If someone can please input from experience regarding the current batteries on market sold by vendors as to howmany cycles.. when to replace etc 

Thanks


----------



## Silver

Hi @JsPLAYn 

I think the popular vaping batteries we buy from the vendors have a lifespan of about 300 to 500 cycles.

Charging them full and they still not reaching 4.2V would definitely be a sign that the battery is ageing.

Regarding buying second hand batteries, I have never done that and am unlikely to do so. Im not too concerned about the lifespan left in them but in their general condition. One never knows if its been dropped in water or what has happened to it.

Regarding lifespan, i have a fleet of 8 purple Efests i got for my Reos about 2 years ago. I vape relatively little (higher nic) so probably go through one full battery cycle per day (5ml or so) on multiple mods. So thats about 700 cycles shared between 8 batteries. So about 90-100 cycles on each battery. They still perform fine and charge to 4.2 and hold their charge. My only reason for starting to replace them with LG choc HG2s is for extra battery life at the power I vape (about 0.5 ohms). That HG2 is well suited to that. I have replaced two and am happy with their performance so am considering replacing the rest soon.

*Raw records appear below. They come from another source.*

PR #20, opened 2020-07-09
T256213: Add a small delay to onMouseLeave

medied:
Phab ticket: https://phabricator.wikimedia.org/T256213

What's needed:

> add a small delay to the closing of the popup when the mouse leaves the word

We tested a few delays with [this demo branch](https://github.com/wikimedia/wikipedia-preview/commit/0b6eaf28d8aeeb6a7b15c0630e7473597d71f8a6) and we're setting delay to 300ms based on that.

### DIFF
--- a/src/event.js
+++ b/src/event.js
@@ -5,7 +5,7 @@ export const customEvents = popup => {
 			const toElement = e.toElement || e.relatedTarget || e.target
 			if ( toElement !== popup.element.currentTargetElement &&
 			!popup.element.contains( toElement ) ) {
-				popup.hide()
+				setTimeout( popup.hide, 300 )
 			}
 		},
 
--- a/src/event.js
+++ b/src/event.js
@@ -8,18 +8,20 @@ export const customEvents = popup => {
 			if ( toElement !== previewElement && !popup.element.contains( toElement ) ) {
 				let timeoutId
 				const persistPopup = () => {
+						popup.element.removeEventListener( 'mouseenter', persistPopup )
+						popup.timeoutId = null
 						clearTimeout( timeoutId )
 					},
 
 					hidePopup = () => {
 						popup.element.removeEventListener( 'mouseenter', persistPopup )
-						previewElement.removeEventListener( 'mouseenter', persistPopup )
+						popup.timeoutId = null
 						popup.hide()
 					}
 
 				timeoutId = setTimeout( hidePopup, 300 )
 				popup.element.addEventListener( 'mouseenter', persistPopup )
-				previewElement.addEventListener( 'mouseenter', persistPopup )
+				popup.timeoutId = timeoutId
 			}
 		},
 
--- a/src/event.js
+++ b/src/event.js
@@ -2,13 +2,12 @@ import { isTouch } from './utils'
 
 export const customEvents = popup => {
 	const onMouseLeave = e => {
-			const toElement = e.toElement || e.relatedTarget || e.target
-			if ( toElement !== popup.element.currentTargetElement &&
-			!popup.element.contains( toElement ) ) {
-				let timeoutId
-				const previewElement = popup.element.currentTargetElement,
+			const toElement = e.toElement || e.relatedTarget || e.target,
+				previewElement = popup.element.currentTargetElement
 
-					persistPopup = () => {
+			if ( toElement !== previewElement && !popup.element.contains( toElement ) ) {
+				let timeoutId
+				const persistPopup = () => {
 						clearTimeout( timeoutId )
 					},
 
--- a/src/event.js
+++ b/src/event.js
@@ -5,7 +5,22 @@ export const customEvents = popup => {
 			const toElement = e.toElement || e.relatedTarget || e.target
 			if ( toElement !== popup.element.currentTargetElement &&
 			!popup.element.contains( toElement ) ) {
-				setTimeout( popup.hide, 300 )
+				let timeoutId
+				const previewElement = popup.element.currentTargetElement,
+
+					persistPopup = () => {
+						clearTimeout( timeoutId )
+					},
+
+					hidePopup = () => {
+						popup.element.removeEventListener( 'mouseenter', persistPopup )
+						previewElement.removeEventListener( 'mouseenter', persistPopup )
+						popup.hide()
+					}
+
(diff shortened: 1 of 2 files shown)


medied:
I had slightly misunderstood the ticket, you're right. How about https://github.com/wikimedia/wikipedia-preview/pull/20/commits/9c2f0633ac609fbafb24e1eb22affd041f565654? The more we test it, the better

src/event.js
```diff
@@ -5,7 +5,22 @@ export const customEvents = popup => {
 			const toElement = e.toElement || e.relatedTarget || e.target
 			if ( toElement !== popup.element.currentTargetElement &&
 			!popup.element.contains( toElement ) ) {
-				popup.hide()
+				let timeoutId
+				const previewElement = popup.element.currentTargetElement,
```
hueitan, line 9: `popup.element.currentTargetElement` used twice within the same scope, let's define `previewElement` in the top of the scope.

jpita:
Tested on android, windows (IE, Chrome and FF) and mac.
Found this small issue when 2 words are together.
When I move from one word immediately to the other, the popup on the 2nd word closes even though the mouse is over the 2nd word.
It seems we are not detecting the 2nd mouse-enter and stopping the timer.
Jul-14-2020 15-41-43

hueitan:
> Tested on android, windows (IE, Chrome and FF) and mac.
> Found this small issue when 2 words are together.
> When I move from one word immediately to the other, the popup on the 2nd word closes even though the mouse is over the 2nd word.
> It seems we are not detecting the 2nd mouse-enter and stopping the timer.

🥇 for u @jpita!!!! I can confirm this behaviour and we need to fix it.

hueitan:
Following what Pita found, what if when user mouse leaves the popup/`previewElement` to another wikipedia hyperlinks, then mouse move back to the popup within 300ms, do you show the new popup or keep the current popup? I think the latter. If so our code need to do extra guard here.

src/index.js
```diff
@@ -16,8 +16,14 @@ function init( {
 			createPopup( popupContainer ),
 		events = customEvents( popup ),
 		showPopup = ( { target } ) => {
+			if ( popup.timeoutId ) {
+				clearTimeout( popup.timeoutId )
+				popup.timeoutId = null
+			}
```
hueitan, line 22: it works basically but it doesn't clear the event listener through `hidePopup`. 

We can check whether the popup exists, then call the event `hidePopup` before showing the new popup, in this case we don't need to expose `timeoutId` as the attribute of popup.

jpita: still not ready to test, right?
when it is please move it to QA and lmk?

hueitan:
note : to review this https://github.com/wikimedia/wikipedia-preview/commit/beb4a3a7ca740947214c03e7ee11982697c775a1

jpita:
this still has pending changes, right?

stephanebisson:
Works well as far as I can tell but we need unit tests to verify the different scenarios: exit, exit and re-enter the same link or popup, exit and re-enter a different link.

medied:
Yes as of https://github.com/wikimedia/wikipedia-preview/pull/20/commits/e1e18a4990293db3c19b3387dc342275247e6cdb the expected behavior is overall working well but under the hood there are some event listeners we are still failing to remove. To address this, we are in the process of merging #23 into this PR. 

Also, as noted in #23, when you are QAing this PR @jpita keep in mind that transitioning from a preview in one language to another one in a different language (all within 300ms) you will see a buggy behavior. We plan to address this in a new ticket

src/index.js
```diff
@@ -16,7 +16,9 @@ function init( {
 			createPopup( popupContainer ),
 		events = customEvents( popup ),
 		showPopup = ( { target } ) => {
-			popup.hide()
+			if ( popup.element.style.visibility === 'visible' ) {
```
medied, line 19: @hueitan just FYI: I realized tonight that always executing `popup.hide()` without a check was breaking the previews in mobile with the error below (it tries to remove a background screen that's not there), so I'm including this conditional

```
Uncaught TypeError: Node.removeChild: Argument 1 is not an object.
    removeBackgroundScreen webpack://wikipediaPreview/./src/touchPopup.js?:17
    hide webpack://wikipediaPreview/./src/touchPopup.js?:49
    showPopup webpack://wikipediaPreview/./src/index.js?:31
```

medied:
> ...but we need unit tests to verify the different scenarios

Huei and I suspected these tests would be somewhat tricky/particular, I gave it a first try today and indeed ran into issues on how to approach them and think about measuring timing. I'm looking to pick someone's brain to understand what makes most sense. For what it's worth, this sub-branch shows what I tried: [`T256213-hover-closing-delay-tests-exploration`](https://github.com/wikimedia/wikipedia-preview/commit/683e7caf043722847009bdb1b98447da8b4f23e5).

@stephanebisson would you say the tests here are a merge blocker?

Either way, @jpita I'd say you can now start QAing this ticket. Just don't merge to master until we settle on tests

jpita:
> Either way, @jpita I'd say you can now start QAing this ticket. Just don't merge to master until we settle on tests

will move the task to code review until the code is finished so it's not stuck in QA

hueitan:
> Huei and I suspected these tests would be somewhat tricky/particular, I gave it a first try today and indeed ran into issues on how to approach them and think about measuring timing. I'm looking to pick someone's brain to understand what makes most sense. For what it's worth, this sub-branch shows what I tried: [`T256213-hover-closing-delay-tests-exploration`](https://github.com/wikimedia/wikipedia-preview/commit/683e7caf043722847009bdb1b98447da8b4f23e5).
> 
> @stephanebisson would you say the tests here are a merge blocker?

This is really tricky, this approach is going into an integration test which is not a unit test anymore.

I would suggest don't let this be the merge blocker, the unit test (only event.js) or e2e test (integration) should cover this scenario + this as well https://github.com/wikimedia/wikipedia-preview/pull/23#issuecomment-661379936,

jpita:
I can see what I can do with cypress

hueitan:
We should move on, @jpita, currently there is 0% in the integration test, let's qa this then feel free to add them later.

jpita:
ok, this is tested, feel free to merge when you think is ready

PR #218, opened 2024-06-18
T360753: Gallery row update

medied:
https://phabricator.wikimedia.org/T360753

Demo: https://wikimedia.github.io/wikipedia-preview/T360753-gallery-images/articles/english.html

* Updates preview layout 
* Loading state will be maintained until both preview and media data are available
* Storybook and tests updated accordingly

---

image

### DIFF
--- a/style/preview.less
+++ b/style/preview.less
@@ -72,8 +72,8 @@
 			background-repeat: no-repeat;
 			background-position: center;
 			cursor: pointer;
-			height: 100%;
-			text-align: center;
+			align-self: center;
+			height: 50px;
 			width: 50px;
 			filter: var( --wikipediapreview-filter-setting );
 		}
--- a/style/preview.less
+++ b/style/preview.less
@@ -93,8 +93,8 @@
 
 		p {
 			margin: 0;
-			line-height: 1.5;
-			font-size: 18px;
+			line-height: 1.6;
+			font-size: 16px;
 			padding: 0 20px;
 			color: var( --wikipediapreview-primary-color );
 		}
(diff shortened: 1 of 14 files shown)


hueitan:
the gallery height looks a little bit bigger than usual?
image

medied:
> the gallery height looks a little bit bigger than usual?

I know right? And yet it's still about 10px smaller than the design in Figma. I plan to sync with Sudhanshu to go over the pixel details

style/preview.less
```diff
@@ -20,18 +20,18 @@
 
 	&-header {
 		display: flex;
-		height: 78px;
+		height: 52px;
 		line-height: 62px;
-		margin-top: 12px;
-		margin-bottom: 12px;
```
hueitan, line 26: | the header with thumbnail top margin/padding doesn't look good on | header without thumbnail looks fine | header get cutoff in smaller screen (i think it doesn't happen before) |
| ---| --- | --- |
| image| image |image |

hueitan (commented):
| Before | After |
| --- | --- |
| image | image |

\
seems like loading bar are getting smaller, why is that?

hueitan:
One more thing, should the max-height be the same for case with and without thumbnail, and more content scrollable

currently it doesn't look good to me
| with thumbnail | without thumbnail |
| --- | --- |
| image | image |

medied:
Thanks @hueitan, I synced with Sudhanshu today and went over all your feedback, please check the latest style update

hueitan (approved):
merge it now

PR #482, opened 2025-04-29
build(cmake): Use tbb32 pkgconfig package on 32-bit builds

timschumi:
This now directly mirrors [the TBB-sided logic](https://github.com/uxlfoundation/oneTBB/blob/v2021.11.0/src/tbb/CMakeLists.txt#L157-L161) to determine the name of the pkg-config file.


silvanshade:
Thanks for fixing this.

@BurningEnlightenment maybe it would be good to add a 32-bit target build test in #472?

timschumi:
> maybe it would be good to add a 32-bit target build test in 472?

fwiw, I don't think CI would have found this unless one of the test cases is linking _against libblake3_ using the `pkgconfig` file (since that file is what is currently broken).

BurningEnlightenment (approved):
Thanks. Out of interest: Why do people write stuff this way? Is it a pkg-config deficiency? It looks incredibly brittle.

silvanshade:
> fwiw, I don't think CI would have found this unless one of the test cases is linking _against libblake3_ using the `pkgconfig` file (since that file is what is currently broken).

I did propose a test case for that in the referenced PR -- basically linking the example (with both pkg-config and then CMake), specifically to try and catch package configuration issues. But I wouldn't have thought the 32-bit case would need special handling without this fix you found.

PR #483, opened 2025-04-29
Relax Clang frontend variant detection (refactor of #477)

silvanshade:
This allows Clang frontend variant detection to work better in more scenarios such as when compiling with cross-compilers with platform prefixes.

But the Efest purples are still rocking and rolling

Reactions: Like 1


----------



## Silver

PS - have koved this to the "Batteries" subforum

Reactions: Like 1


----------



## Genosmate

Silver said:


> Hi @JsPLAYn
> 
> I think the popular vaping batteries we buy from the vendors have a lifespan of about 300 to 500 cycles.
> 
> Charging them full and they still not reaching 4.2V would definitely be a sign that the battery is ageing.
> 
> Regarding buying second hand batteries, I have never done that and am unlikely to do so. Im not too concerned about the lifespan left in them but in their general condition. One never knows if its been dropped in water or what has happened to it.
> 
> Regarding lifespan, i have a fleet of 8 purple Efests i got for my Reos about 2 years ago. I vape relatively little (higher nic) so probably go through one full battery cycle per day (5ml or so) on multiple mods. So thats about 700 cycles shared between 8 batteries. So about 90-100 cycles on each battery. They still perform fine and charge to 4.2 and hold their charge. My only reason for starting to replace them with LG choc HG2s is for extra battery life at the power I vape (about 0.5 ohms). That HG2 is well suited to that. I have replaced two and am happy with their performance so am considering replacing the rest soon.
> 
> But the Efest purples are still rocking and rolling



Maybe you can help me @Silver

I have quite a few batteries,the ones I use for my mods are Efest,Samsung Smurfs and 30Q's,Lg (turds),Awt and Mnke.They are all varying ages and I think that some should be ditched.
1.Is a battery fresh off a charger and not reaching 4.2v a sign that it should be binned?
2.If for example it reaches between 4.1 and 4.2 or if it reaches the full 4.2 is there then a way to determine the discharge rate to further confirm that its a 'binner'?


----------



## StompieZA

Interesting thread! 

I started noticing now after about 4 months my Tesiyi 40A battery doesnt pack the punch anymore. 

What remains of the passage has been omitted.